*** Input data ***

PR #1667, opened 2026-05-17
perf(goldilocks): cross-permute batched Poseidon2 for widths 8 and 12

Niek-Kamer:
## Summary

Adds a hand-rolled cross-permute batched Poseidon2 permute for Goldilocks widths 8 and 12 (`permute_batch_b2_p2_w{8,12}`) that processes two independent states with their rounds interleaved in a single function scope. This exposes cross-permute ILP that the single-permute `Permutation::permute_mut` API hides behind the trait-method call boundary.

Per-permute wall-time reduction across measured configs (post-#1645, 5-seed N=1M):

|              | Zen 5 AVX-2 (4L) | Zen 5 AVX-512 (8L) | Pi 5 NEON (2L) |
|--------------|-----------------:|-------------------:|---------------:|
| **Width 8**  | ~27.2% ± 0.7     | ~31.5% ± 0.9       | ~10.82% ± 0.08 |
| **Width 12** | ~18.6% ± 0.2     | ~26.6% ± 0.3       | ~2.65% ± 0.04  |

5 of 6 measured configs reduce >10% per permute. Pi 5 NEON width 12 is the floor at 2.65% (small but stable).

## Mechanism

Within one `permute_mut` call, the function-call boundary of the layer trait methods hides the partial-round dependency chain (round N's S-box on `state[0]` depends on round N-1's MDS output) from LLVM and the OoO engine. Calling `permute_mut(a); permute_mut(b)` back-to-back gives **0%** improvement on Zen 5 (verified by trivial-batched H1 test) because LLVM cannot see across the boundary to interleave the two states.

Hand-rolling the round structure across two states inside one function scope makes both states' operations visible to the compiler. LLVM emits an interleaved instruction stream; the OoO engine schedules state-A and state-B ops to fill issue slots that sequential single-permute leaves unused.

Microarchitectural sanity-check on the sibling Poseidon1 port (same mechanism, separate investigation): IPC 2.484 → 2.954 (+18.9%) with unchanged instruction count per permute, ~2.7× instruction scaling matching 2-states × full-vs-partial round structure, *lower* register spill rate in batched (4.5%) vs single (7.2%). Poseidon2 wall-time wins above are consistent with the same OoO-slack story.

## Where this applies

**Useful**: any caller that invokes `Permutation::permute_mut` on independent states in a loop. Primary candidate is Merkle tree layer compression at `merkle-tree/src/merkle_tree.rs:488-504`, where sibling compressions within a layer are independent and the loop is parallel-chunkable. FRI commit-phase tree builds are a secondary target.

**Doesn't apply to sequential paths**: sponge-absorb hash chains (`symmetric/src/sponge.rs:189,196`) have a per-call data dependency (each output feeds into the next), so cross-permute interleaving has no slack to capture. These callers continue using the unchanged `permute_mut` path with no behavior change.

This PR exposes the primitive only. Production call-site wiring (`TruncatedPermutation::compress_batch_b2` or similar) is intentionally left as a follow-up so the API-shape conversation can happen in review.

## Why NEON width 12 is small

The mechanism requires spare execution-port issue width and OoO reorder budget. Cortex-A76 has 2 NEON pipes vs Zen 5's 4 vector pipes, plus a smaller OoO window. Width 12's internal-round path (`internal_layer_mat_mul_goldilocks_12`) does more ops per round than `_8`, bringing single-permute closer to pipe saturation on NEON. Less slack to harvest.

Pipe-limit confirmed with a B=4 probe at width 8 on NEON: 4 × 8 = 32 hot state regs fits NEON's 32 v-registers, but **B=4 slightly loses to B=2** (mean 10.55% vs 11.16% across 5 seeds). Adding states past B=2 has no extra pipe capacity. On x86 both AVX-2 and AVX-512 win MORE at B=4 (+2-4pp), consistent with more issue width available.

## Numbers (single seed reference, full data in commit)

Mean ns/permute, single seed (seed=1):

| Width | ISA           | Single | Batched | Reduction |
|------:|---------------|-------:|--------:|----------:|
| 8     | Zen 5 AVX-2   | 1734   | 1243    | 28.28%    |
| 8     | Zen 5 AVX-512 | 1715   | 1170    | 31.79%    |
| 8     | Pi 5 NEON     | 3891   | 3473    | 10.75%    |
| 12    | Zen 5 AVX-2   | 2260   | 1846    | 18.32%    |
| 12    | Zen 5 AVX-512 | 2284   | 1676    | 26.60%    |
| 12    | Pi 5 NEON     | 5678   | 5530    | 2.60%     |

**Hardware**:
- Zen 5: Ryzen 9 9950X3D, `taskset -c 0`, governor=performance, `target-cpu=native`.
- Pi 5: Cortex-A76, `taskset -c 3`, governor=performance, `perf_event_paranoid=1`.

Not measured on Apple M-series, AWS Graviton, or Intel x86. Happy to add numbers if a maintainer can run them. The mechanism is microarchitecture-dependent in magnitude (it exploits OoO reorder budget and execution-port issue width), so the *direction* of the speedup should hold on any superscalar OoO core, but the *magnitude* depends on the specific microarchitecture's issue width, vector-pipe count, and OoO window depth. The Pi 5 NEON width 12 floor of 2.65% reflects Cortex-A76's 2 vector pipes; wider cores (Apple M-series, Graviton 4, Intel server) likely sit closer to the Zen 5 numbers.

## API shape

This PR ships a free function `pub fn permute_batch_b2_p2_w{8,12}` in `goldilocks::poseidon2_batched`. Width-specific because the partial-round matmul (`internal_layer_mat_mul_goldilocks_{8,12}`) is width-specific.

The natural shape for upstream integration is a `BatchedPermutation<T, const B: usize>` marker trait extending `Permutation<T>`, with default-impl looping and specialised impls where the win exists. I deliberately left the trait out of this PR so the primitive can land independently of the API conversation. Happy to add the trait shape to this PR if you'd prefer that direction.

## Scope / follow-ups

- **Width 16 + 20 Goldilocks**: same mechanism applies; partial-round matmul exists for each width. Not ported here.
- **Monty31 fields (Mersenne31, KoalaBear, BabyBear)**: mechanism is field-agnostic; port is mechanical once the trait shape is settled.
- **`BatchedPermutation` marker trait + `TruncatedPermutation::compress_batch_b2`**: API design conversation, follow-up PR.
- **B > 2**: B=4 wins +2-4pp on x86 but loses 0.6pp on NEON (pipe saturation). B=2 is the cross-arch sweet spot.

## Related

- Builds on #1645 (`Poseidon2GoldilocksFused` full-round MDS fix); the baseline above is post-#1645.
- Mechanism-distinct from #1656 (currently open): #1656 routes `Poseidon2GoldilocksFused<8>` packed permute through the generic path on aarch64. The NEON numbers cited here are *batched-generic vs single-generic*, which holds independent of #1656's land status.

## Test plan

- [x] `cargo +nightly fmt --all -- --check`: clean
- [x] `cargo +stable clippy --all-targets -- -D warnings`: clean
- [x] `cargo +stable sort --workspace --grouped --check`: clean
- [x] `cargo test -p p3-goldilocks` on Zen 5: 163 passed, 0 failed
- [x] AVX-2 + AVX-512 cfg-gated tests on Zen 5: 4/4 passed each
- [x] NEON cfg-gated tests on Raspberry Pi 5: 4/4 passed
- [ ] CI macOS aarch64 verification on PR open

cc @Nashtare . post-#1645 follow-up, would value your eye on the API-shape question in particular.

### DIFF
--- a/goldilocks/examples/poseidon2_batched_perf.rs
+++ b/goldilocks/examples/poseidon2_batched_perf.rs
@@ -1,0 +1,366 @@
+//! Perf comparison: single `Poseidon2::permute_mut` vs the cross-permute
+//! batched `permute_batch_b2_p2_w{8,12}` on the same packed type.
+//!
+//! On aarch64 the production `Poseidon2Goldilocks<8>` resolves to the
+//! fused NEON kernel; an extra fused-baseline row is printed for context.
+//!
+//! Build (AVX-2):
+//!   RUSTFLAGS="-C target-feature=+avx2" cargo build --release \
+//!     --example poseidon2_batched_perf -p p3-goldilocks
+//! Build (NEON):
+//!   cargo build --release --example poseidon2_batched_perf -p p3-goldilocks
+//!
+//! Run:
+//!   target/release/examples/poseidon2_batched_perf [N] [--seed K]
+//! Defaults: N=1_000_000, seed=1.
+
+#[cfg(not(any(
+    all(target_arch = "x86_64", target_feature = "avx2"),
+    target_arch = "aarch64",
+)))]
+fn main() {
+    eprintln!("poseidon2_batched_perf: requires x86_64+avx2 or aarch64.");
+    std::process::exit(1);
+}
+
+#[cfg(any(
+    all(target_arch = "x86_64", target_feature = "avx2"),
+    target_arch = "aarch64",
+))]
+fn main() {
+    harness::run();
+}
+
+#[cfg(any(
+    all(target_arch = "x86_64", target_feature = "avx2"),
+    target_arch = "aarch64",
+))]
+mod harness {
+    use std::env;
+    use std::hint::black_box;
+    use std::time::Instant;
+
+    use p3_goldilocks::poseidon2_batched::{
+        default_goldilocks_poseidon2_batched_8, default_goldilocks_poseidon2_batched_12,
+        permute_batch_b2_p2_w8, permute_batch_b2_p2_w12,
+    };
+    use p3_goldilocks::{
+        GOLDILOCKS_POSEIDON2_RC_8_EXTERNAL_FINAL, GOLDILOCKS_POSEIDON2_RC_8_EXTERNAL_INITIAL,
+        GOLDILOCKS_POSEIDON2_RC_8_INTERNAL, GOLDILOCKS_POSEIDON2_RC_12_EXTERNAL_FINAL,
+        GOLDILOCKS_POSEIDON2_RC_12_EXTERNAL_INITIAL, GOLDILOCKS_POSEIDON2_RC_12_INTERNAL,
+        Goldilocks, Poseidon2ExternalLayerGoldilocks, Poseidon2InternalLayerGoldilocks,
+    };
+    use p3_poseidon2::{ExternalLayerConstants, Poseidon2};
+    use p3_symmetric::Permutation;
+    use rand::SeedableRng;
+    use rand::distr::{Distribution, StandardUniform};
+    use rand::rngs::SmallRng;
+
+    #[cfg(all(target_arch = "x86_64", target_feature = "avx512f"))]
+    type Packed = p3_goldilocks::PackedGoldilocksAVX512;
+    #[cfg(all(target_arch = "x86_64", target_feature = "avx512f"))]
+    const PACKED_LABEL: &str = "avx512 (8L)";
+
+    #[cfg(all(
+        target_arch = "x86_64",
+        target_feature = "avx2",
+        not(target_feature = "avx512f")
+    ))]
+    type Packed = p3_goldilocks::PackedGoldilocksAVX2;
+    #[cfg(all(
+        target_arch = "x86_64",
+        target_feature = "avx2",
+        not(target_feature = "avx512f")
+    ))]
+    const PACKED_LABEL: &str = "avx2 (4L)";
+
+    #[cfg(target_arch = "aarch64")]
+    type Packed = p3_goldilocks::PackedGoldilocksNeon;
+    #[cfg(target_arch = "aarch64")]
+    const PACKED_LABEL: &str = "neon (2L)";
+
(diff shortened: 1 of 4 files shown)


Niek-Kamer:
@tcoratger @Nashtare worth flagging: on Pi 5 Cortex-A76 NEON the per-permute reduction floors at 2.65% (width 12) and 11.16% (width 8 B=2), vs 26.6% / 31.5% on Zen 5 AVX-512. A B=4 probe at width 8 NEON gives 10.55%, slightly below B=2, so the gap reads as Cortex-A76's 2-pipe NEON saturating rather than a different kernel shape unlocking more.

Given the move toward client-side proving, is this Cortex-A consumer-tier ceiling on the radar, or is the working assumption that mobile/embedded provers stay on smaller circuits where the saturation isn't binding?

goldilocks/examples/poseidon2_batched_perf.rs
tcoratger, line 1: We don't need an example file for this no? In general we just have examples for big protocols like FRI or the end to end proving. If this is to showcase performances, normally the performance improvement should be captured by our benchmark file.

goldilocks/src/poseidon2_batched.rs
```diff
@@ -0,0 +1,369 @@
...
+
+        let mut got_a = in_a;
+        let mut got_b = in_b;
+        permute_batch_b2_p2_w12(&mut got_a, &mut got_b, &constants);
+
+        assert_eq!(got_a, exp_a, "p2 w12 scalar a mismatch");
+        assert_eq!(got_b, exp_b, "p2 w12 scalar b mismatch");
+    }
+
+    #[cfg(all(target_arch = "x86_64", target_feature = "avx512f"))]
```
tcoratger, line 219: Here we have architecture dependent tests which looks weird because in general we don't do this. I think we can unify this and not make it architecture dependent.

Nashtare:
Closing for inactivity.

***
*** Input data ***

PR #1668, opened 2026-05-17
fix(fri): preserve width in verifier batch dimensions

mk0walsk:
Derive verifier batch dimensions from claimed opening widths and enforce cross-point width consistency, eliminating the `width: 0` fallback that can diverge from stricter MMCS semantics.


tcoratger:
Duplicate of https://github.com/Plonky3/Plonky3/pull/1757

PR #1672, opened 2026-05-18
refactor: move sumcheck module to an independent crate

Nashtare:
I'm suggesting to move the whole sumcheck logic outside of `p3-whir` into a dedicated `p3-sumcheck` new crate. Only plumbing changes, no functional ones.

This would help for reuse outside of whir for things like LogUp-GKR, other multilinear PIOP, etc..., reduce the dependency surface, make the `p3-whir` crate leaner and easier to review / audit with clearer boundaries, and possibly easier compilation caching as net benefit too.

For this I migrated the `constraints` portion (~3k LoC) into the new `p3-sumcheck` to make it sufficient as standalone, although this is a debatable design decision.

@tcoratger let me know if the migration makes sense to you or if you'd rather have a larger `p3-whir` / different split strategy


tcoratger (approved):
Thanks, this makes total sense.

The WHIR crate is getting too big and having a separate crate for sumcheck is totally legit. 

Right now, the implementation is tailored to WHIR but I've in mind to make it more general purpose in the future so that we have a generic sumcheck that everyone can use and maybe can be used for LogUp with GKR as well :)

***

_What to produce_.
Copy only this part of the entries above: the line with "vs the cross-permute", the line with "[N] [--seed K]", and the lines between, all exactly as written.

_Output below_.
+//! Perf comparison: single `Poseidon2::permute_mut` vs the cross-permute
+//! batched `permute_batch_b2_p2_w{8,12}` on the same packed type.
+//!
+//! On aarch64 the production `Poseidon2Goldilocks<8>` resolves to the
+//! fused NEON kernel; an extra fused-baseline row is printed for context.
+//!
+//! Build (AVX-2):
+//!   RUSTFLAGS="-C target-feature=+avx2" cargo build --release \
+//!     --example poseidon2_batched_perf -p p3-goldilocks
+//! Build (NEON):
+//!   cargo build --release --example poseidon2_batched_perf -p p3-goldilocks
+//!
+//! Run:
+//!   target/release/examples/poseidon2_batched_perf [N] [--seed K]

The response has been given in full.